Saved entries:
%%

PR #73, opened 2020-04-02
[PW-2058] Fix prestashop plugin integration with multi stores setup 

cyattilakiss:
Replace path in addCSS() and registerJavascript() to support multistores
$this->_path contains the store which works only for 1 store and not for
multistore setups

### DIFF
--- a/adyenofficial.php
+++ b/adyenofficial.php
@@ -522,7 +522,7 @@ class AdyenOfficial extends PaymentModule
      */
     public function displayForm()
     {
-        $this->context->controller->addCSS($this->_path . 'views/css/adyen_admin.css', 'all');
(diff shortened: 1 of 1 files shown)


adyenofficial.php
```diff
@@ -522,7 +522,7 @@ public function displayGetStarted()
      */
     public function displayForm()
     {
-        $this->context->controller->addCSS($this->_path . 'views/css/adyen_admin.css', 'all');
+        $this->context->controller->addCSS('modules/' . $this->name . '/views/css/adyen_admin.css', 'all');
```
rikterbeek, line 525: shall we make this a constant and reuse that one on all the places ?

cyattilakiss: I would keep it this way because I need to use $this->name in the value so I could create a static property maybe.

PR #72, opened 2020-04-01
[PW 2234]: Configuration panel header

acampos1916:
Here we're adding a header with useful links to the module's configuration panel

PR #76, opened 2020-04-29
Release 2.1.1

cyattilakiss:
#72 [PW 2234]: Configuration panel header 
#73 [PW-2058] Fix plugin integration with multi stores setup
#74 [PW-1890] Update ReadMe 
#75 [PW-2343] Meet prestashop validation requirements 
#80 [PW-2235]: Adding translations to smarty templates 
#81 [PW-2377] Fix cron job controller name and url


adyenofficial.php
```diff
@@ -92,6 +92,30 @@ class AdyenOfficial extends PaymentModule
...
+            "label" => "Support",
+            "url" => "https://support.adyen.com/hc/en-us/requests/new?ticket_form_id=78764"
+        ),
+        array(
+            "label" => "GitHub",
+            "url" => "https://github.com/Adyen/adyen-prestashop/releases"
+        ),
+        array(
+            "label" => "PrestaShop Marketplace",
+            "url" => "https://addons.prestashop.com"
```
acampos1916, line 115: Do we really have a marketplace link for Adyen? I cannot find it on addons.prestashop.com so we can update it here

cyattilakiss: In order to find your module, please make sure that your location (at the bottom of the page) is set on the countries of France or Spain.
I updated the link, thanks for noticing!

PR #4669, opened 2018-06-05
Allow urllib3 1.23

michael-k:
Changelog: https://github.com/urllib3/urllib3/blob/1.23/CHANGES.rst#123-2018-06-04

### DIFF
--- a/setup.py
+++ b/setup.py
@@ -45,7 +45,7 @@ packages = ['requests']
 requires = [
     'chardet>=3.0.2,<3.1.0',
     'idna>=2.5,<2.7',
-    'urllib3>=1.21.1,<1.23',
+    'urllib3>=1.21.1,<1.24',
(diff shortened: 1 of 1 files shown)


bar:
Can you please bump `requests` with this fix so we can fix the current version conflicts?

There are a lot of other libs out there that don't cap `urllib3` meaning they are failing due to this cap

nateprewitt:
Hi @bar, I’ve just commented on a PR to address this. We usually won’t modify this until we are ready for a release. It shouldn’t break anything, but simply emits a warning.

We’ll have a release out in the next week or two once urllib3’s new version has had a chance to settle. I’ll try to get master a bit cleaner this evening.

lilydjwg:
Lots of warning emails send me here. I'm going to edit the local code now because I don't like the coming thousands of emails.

%%

A single number is the whole answer: the number of lines in the entries that include "find".

TASK ANSWER:
2